The "8 and Up" pitch included a persuasive essay, a rap, a look at the children's Lego model of the space, and even a showing of "grit," by 9-year-old Jensen and a friend, who did as many sit-ups as possible in one minute. Grit is one of the six entrepreneurial themes taught in the class. The group asked the board, composed of four Tigerlabs associates, for permission to host KidsClub at Tigerlabs' offices, and offered the board a cut of an expected $750 in revenue from their first event, to be held in May.

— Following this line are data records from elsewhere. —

PR #381, opened 2020-09-22
Support setting the HTTP User Agent in the RRDP client

ximon18:
In `lib.rs` it says:

> "In addition, this also lets you use Routinator as a library for your own dedicated RPKI validation needs"

However, derived clients will still advertise themselves as Routinator/x.y.z when making HTTP RRDP requests which will cause confusion when the server request logs are analyzed if the client was not in fact Routinator but somethingbuilt with the Routinator library.

This patch adds a `set_user_agent(&str)` method to the RRDP HTTP client that can be called after `new()` but before `ignite()` to override the default Routinator/x.y.z HTTP User Agent.

### DIFF
--- a/src/rrdp/http.rs
+++ b/src/rrdp/http.rs
@@ -94,6 +94,25 @@ impl HttpClient {
         })
     }
 
+    pub fn set_user_agent(&mut self, user_agent: &str) -> Result<Self, Error> {
+        match self.client.as_mut() {
+            Ok(_) => {
+                error!("HTTP client is already initialized.");
+                return Err(Error)
+            },
+            Err(builder) => match builder.take() {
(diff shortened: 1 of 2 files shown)


src/rrdp/http.rs
```diff
@@ -55,7 +54,7 @@ impl HttpClient {
 
     pub fn new(config: &Config) -> Result<Self, Error> {
         let mut builder = Client::builder();
-        builder = builder.user_agent(concat!("Routinator/", crate_version!()));
+        builder = builder.user_agent(config.rrdp_user_agent.clone());
```
partim, line 57: You don’t need to clone here. It’ll be happy with a reference.

PR #412, opened 2020-11-01
Fix unknown objects config file setting

johannesmoos:
Rename config file key name ```unknown_objects``` to ```unknown-objects``` (as documentation states)


johannesmoos:
Whoops, looks like I forked from ```master``` instead of ```main```

PR #413, opened 2020-11-01
Fix "unknown-objects" config file key name (typo)

johannesmoos:
Rename config file key name ```unknown_objects``` to ```unknown-objects``` (as documentation states)


partim:
Sorry about the mismatch and thank you for the PR!

Since renaming configuration keys is a breaking change, I would like to allow both keys for now and remove the old one with 0.9. Do you mind if I make a new PR for that? Allowing both is a bit fiddly at that place.

johannesmoos:
Sure, go ahead!

partim:
The PR has been incorporated in #416.

PR #133, opened 2020-02-26
Experimenting with cypress ui testing tool

drizzentic:
Cypress.io allows us to do end to end tests by simulating the process/steps users in a real system would go through while accessing the MF widgets and apps. 
In this branch, I have included sample tests for login and patient chart.


fatmali:
Good work @drizzentic. However, I'm not sure if we should end to end tests inside the patient chart as they are not related to just patient chart but all microfrontends. Perhaps this should be in a separate repo, that is cloned and run during the CI process and not during development?

drizzentic:
> Good work @drizzentic. However, I'm not sure if we should end to end tests inside the patient chart as they are not related to just patient chart but all microfrontends. Perhaps this should be in a separate repo, that is cloned and run during the CI process and not during development?

Sure, I did this as just a way of validating the tool as well as showing how simple we can achieve end to end tests. The strategy to be adopted is yet to be decided on. So when we have it in place then we shall know how to structure and administer this end to end tests. A good suggestion hadn't thought of that.

drizzentic:
> > Good work @drizzentic. However, I'm not sure if we should end to end tests inside the patient chart as they are not related to just patient chart but all microfrontends. Perhaps this should be in a separate repo, that is cloned and run during the CI process and not during development?
> 
> Sure, I did this as just a way of validating the tool as well as showing how simple we can achieve end to end tests. The strategy to be adopted is yet to be decided on. So when we have it in place then we shall know how to structure and administer this end to end tests. A good @fatmali 
 suggestion hadn't thought of that.

drizzentic:
@fatmali During the call I noted a suggestion from the team that we need to isolate the tests in a way they become app-specific. How would we adopt such a strategy? Would it mean that in the designated repository we have app-specific folders?

cypress/integration/login.spec.js
```diff
@@ -0,0 +1,16 @@
+describe("User should be able to login", () => {
```
jonathandick: We should move this test into the login MF and remove from here.

cypress/integration/patientchart/chart.spec.js
```diff
@@ -0,0 +1,47 @@
+describe("Patient chart", function() {
```
jonathandick: Remove the login portion of this test.
The remaining portion of this seems to test patient search. We should this into the esm-patient-home which presently houses the search functionality.

fatmali:
I'd suggest we handle it in a way that can do two types of integration testing i.e
1) internally within a mf, test integration between components
2) across the app, test integration between all mfs

For 1, it would make sense to have the tests inside the mf itself, as all of them are related to the MF.

For 2, it should probably be handled (might be already handled by the root config). Basically these tests would only check if a route displays an mf that it's expected to.

cypress/integration/patientchart/chart.spec.js
drizzentic: One challenge I am still trying to fix is the authentication process. Cypress has a feature called commands which we can use to define the login process and invoke it before any test is run. I tried out a few things and will reorganize the tests accordingly once I manage to get the commands working

drizzentic:
> @drizzentic I'd suggest we handle it in a way that can do two types of integration testing i.e
> 
> 1. internally within a mf, test integration between components
> 2. across the app, test integration between all mfs
> 
> For 1, it would make sense to have the tests inside the mf itself, as @jonathandick suggested because all of them would be related to the mf.
> 
> For 2, it should probably be handled (might be already handled by the root config). Basically these tests would only check if a route displays an mf that it's expected to. This also means that distros would handle their own testing, which is great because it would be difficult for us to test the different configurations that they may have e.g `loginSuccessUrl` etc.

@fatmali Both approaches are actually fine, the only catch would be to ensure that the tests are run only after the MF is deployed on the staging environment(if it passes then it can graduate to prod).

brandones:
@drizzentic Thank you for your work on this. Can we close this old PR, in agreement that it would be great to set up Cypress tests for the whole Single-SPA application?

PR #135, opened 2020-02-28
Tabbed view

jonathandick:
This introduce a new reusable widget for the patient charted: Tabbed View.  See below for an example:

image


src/view-components/tabbed-view/tabbed-view.component.tsx
```diff
@@ -0,0 +1,94 @@
...
+} from "react-router-dom";
+
+import styles from "./tabbed-view.css";
+import { getView, ViewType } from "../view-utils";
+
+function useQuery() {
+  return new URLSearchParams(useLocation().search);
+}
+
+export default function TabbedView(props: any) {
```
donaldkibet: Would be nice to have the props have a type

src/chart-review/chart-review.component.tsx
```diff
@@ -123,7 +77,8 @@ export default function ChartReview(props: any) {
                   >
                     <Link
                       to={
-                        defaultPath + item.path + (tabHistory[item.path] || "")
+                        tabHistory[item.path.substr(1)] ||
```
fatmali: why the index `1` specifically? what does the item at index `1` signify?

src/view-components/view-utils.tsx
```diff
@@ -0,0 +1,76 @@
...
+  return getCoreView(name, defaultPath) || getExternalView(config, name);
+}
+
+export function getCoreView(name: string, defaultPath: string): ViewType {
+  if (coreWidgets[name]) {
+    return coreWidgets[name];
+  }
+  if (coreDashboards[name]) {
+    return {
+      ...coreDashboards[name],
```
fatmali: 👏 👏 getting simpler and simpler :-)

src/chart-review/chart-review.component.tsx
jonathandick: Because the paths have a "/" in front, e.g. "/overview". See https://github.com/openmrs/openmrs-esm-patient-chart/blob/tabbed-view/src/view-components/core-views.tsx#L25 for an example config.

The tabHistory is using the  path without the "/" to store the last route.

src/view-components/view-utils.tsx
jonathandick: Thanks!

PR #136, opened 2020-03-02
Enabled workspace item to be launched from outside

nkimaina:


nkimaina:
Example of how to use it from a 3rd party module
https://github.com/AMPATH/ampath-esm-patient-chart-widgets/blob/master/src/work-space/work-space-controller.ts#L4

nkimaina:
@fatmali @jonathandick @brandones Is this the right approach?

fatmali:
I think we should probably move `newWorkspaceItem` and `getNewWorkspaceItem` to `openmrs-esm-api` since most modules already are using it.

brandones:
Nice work, @nkimaina . Just to dump a few thoughts:

Pros to keeping `newWorkspaceItem` etc in `patient-chart`:
- it is totally conceptually bound up with `patient-chart`, whereas `esm-api` should be kept generic

Pros to moving them to `esm-api`:
- No dynamic import of `patient-chart`
- No circular dependency between `patient-chart` and the custom widget-module

What about moving to a third dependency, `esm-patient-chart-widget-lib` or `esm-patient-chart-widgets`, which provides common stuff that patient chart widgets will want to use? This also avoids the circular dependency without creating the coupling with `esm-api`.

nkimaina:
@fatmali and @brandones 
These are good points.
It seems that as long as we want the patient chart extensible by injecting external components it, then we will need something to coordinate this, that is tightly coupled to the patient chart. 
esm-api already provides us with the current-patient-uuid and object, but it feels like it was built to handle api calls and framework agnostic functionality? I feel like the above functionality is tightly coupled to react and patient-chart, and therefore should reside in an external patient-chart-lib to handle this kind of coordination. 
@fatmali what would be involved in moving the functionality away from patient-chart?

fatmali:
@nkimaina 

1.  We will create the external patient chart lib to be an es module and export the functions out of its entry file.
2. Add the  external patient chart lib to the `import-map.json`
3.  Make the external patient chart lib to the externals array in webpack config for patient chart and all other widgets.

jonathandick:
Hey, to speed things up and given we have only a single api call to add, I would like to just place this in esm-api for now. We can move out later. It'll be a bit simpler to get this started since all the existing repos already use esm-api. Any strong objections to this prelim step?

brandones:
Ok by me

nkimaina:
@jonathandick that's okay. I will close this PR.

PR #137, opened 2020-03-04
Added ability to close tab

nkimaina:


nkimaina:
@fatmali please review

nkimaina:
@jonathandick @brandones @fatmali 
This enables a component launched in the workspace to request to be terminated. This happens when a user has saved a form, or a similar event.

src/workspace/workspace.component.tsx
```diff
@@ -76,20 +84,23 @@ export default function Workspace(props: any) {
...
+                key={i}
+                title={tab.name}
+                style={selectedTab === i ? {} : { display: "none" }}
+              >
+                <tab.component
+                  {...tab.props}
+                  entryStarted={() => setWorkBegan(i)}
+                  entrySubmitted={() => setWorkEnded(i)}
+                  entryCancelled={() => setWorkEnded(i)}
+                  closeComponent={() => onCloseTabRequest(i, tab)}
```
fatmali: why not use the `entryCancelled` prop for this purpose?

nkimaina: I thought about it:
entryCancelled/entrySubmitted is actually to notify the workspace manager, that it is safe to close a certain component hosted in the workspace. The intention might not to unload it from the workspace however. For e.g, after submitting a form, you want to display some information, and have the user close the tab after they are done reading the information. 
However in some case, you want to close(unload) a tab programmatically, and that's why we introduce a new event to close/unload it. 
I hope this makes sense. Let me know if you have any suggestions regarding this.

PR #140, opened 2020-03-06
made the card Head a static options bar

DAN-BIWOTT:


DAN-BIWOTT:
Alright, thank you. I've received a couple of feed-backs relative to this.
Let me make the necessary corrections. Thanks for the link also.

src/workspace/workspace-wrapper.component.css
```diff
@@ -9,15 +9,37 @@
...
+}
+
+@media only screen and (min-width: 769px) {
+  #cardBody {
+    margin-top: 5vh;
+  }
+}
+
+@media only screen and (max-width: 768px) {
+  #cardBody {
```
fatmali: in CSS, the `#` selector is used for `id` attribute while the `.` selector is used for `class` attribute. For consistency, use the class attribute instead as we have across the app.

src/workspace/workspace-wrapper.component.css
```diff
@@ -9,15 +9,37 @@
...
     opacity: 1;
     transform: scale(1);
   }
 }
+
+#optionsBar {
+  width: 100% !important;
+  background-color: #eff1f2;
+  position: fixed;
+  z-index: 2;
```
fatmali: z-index are always a red flag, and becomes extremely difficult to debug as the app grows and you have competing `z-index`. Why are you using the `z-index` here?

DAN-BIWOTT: The input fields scrolled above the title. But it's okay, i'll find a way around it without the z-index. Could you please also review at the next commit?

jonathandick:
Can you please post a picture of what you've done?

DAN-BIWOTT:
Screenshot from 2020-03-10 21-15-50

The workspace title is stationary during scrolls and all scrollbars have been removed. there's also a faint divider between the workspace navbar and vital navbar.

PR #141, opened 2020-03-06
Update core views

jonathandick:
This does a few things:

1. Migrates the core views to use the same structure as the schema.
2. Changes the definitions in core views to reference openmrs-esm-patient-chart-widgets repo rather than importing the widgets directly
3. Updates the schema definition for this module (changes some properties and imports defaults from the core-views file)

The 9- and 10-year-olds listened intently as the board offered tempered praise, constructive feedback, and, after a pause, $100, with several conditions attached, to fund KidsClub. Bert Navarrete, who co-founded Tigerlabs and sat on the board, said he liked the KidsClub idea. But, he said, he and the board were unsure of its feasibility. To that end, he explained the board would offer an initial $100, but would only offer space for the business if the children could promise enough sponsorship and clientele to make the project work.
The children cheered. In the lobby afterward, Jensen said his nerves had settled. "The only reason my stomach might hurt now is because I'm starving," he said, as his parents stood nearby, waiting to drive him home.